For the first time in almost five years, more money is being withdrawn from pooled commercial property funds in the UK than being invested, according to the industry’s trade body.
In a further sign of changing investor sentiment to commercial property, redemptions jumped more than 50 per cent in the third quarter to £939m in the unlisted fund sector, according to the Association of Real Estate Funds (AREF).
This represents a rise of more than five times the level of outflows with the same period last year.
However, money is still being invested, albeit at a lower rate than before. About £800m of cash was invested in property funds during the quarter, about half the sum invested in the same period last year, which led to the first negative flows since March 2003.
The commercial property market has gone through several years of stellar growth, and investors piled in hoping to benefit from the high rates of return.
But the market is seen as having peaked during the summer, with the value of commercial property now in decline in most areas of the UK market.
Fund managers admit privately that properties within some funds might need to be sold to cover the cost of exiting investors, although there is no sign of any curbs to prevent people leaving because of liquidity shortages within the funds.
Many large open-ended unit trusts cut prices from “offer” to “bid” to stem the outflow of cash during the summer, a move which, it is hoped, will discourage selling and attract new investors by lowering the price of the units.

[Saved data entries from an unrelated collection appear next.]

PR #63, opened 2018-09-04
Update Add Translation example

olivergrahl:
It seems that the locale in the example needs to be 'de-de', not just 'de'. Also, running without created_by_id/updatead_by_id returns an error.


MrGeneration:
Thanks for your contribution! :)

PR #71, opened 2018-12-12
free software

txt-file:
free software means that you can run, study, redistribute and improve the software
open source just means that you are allowed to read the code


txt-file:
I'll rewrite the PR.

PR #78, opened 2019-02-28
Improved wording regarding Univention products

ngulden:
I improved the Univention specific wording and also tried to make the text reading more fluently.


MrGeneration:

I changed back the LDAP pre filling pat, as the meaning was kinda off. I updated it so the meaning is clearer now hopefully.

AREF, which tracks 63 unlisted property funds, representing more than £43bn, also reported that the quarterly total return at end September was negative for the first time since the second quarter of 1995, at -1.7 per cent.
“This is symptomatic of a general slowdown in all areas of the commercial property market - in direct property, indirect vehicles and listed real estate securities,” the report said.

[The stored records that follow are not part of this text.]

PR #91, opened 2019-08-13
enhancing deletion process for users

MrGeneration:
This commit will allow admins to also remove the avatars of affected users, as you won't need them any longer if you delete the user any way.

### DIFF
--- a/console/dangerzone-for-experts.rst
+++ b/console/dangerzone-for-experts.rst
@@ -70,6 +70,9 @@ The following is the real deal. It will delete all tickets linked to a customer 
     ticket.destroy
   end
 
+  puts "  Removing possible Avatars ..."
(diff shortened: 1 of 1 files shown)


thorsteneckel:
This should be already done:
https://github.com/zammad/zammad/blob/92b38dcb75991b45e0cf578dc266f1cb7c5727f7/app/models/user.rb#L1227-L1243

Which is triggered by a Rails callback before a user record is deleted:
https://github.com/zammad/zammad/blob/92b38dcb75991b45e0cf578dc266f1cb7c5727f7/app/models/user.rb#L34

So Avatars should be already deleted and therefore this addition is not needed.

MrGeneration:
Oh my bad!
I didn't see that, I'll close it without merging then. :-)

PR #94, opened 2019-08-15
Adding declaration of suse compatibility

MrGeneration:
packager.io currently does not support SLES15 which breaks compatibility to SUSE Enterprise 15 (and later) as well as openSUSE LEAP 15.0 (and later).

This commit will add remarks that we can only support SUSE earlier SLES 15, as fixing this is out of our scope.


monotek:
I've already thougt about to completly drop suse support.
Is the old version even maintained anymore?

MrGeneration:
Very good point.
Indeed, openSUSE LEAP 42.x is out of their lifecycle (this june).

However, SLES 12 has a LTSS cycle until 2027:
image

I'd like to keep this for now at least for historical reasons (and because SLES 12 is still in service).
But I wouldn't mind a note regarding dropped support and stuff. :-)

monotek:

It added that pooled property funds had still outperformed real estate equities and gilts “in spite of a general slowdown in the broader commercial property market”.
Pooled fund total returns were 6.9 per cent year-on-year, compared with a fall in returns of 11.6 per cent from real estate equities.
AREF reported a “wide variance” in the performance of specialist property funds with those focusing on Central London offices performing best for the quarter.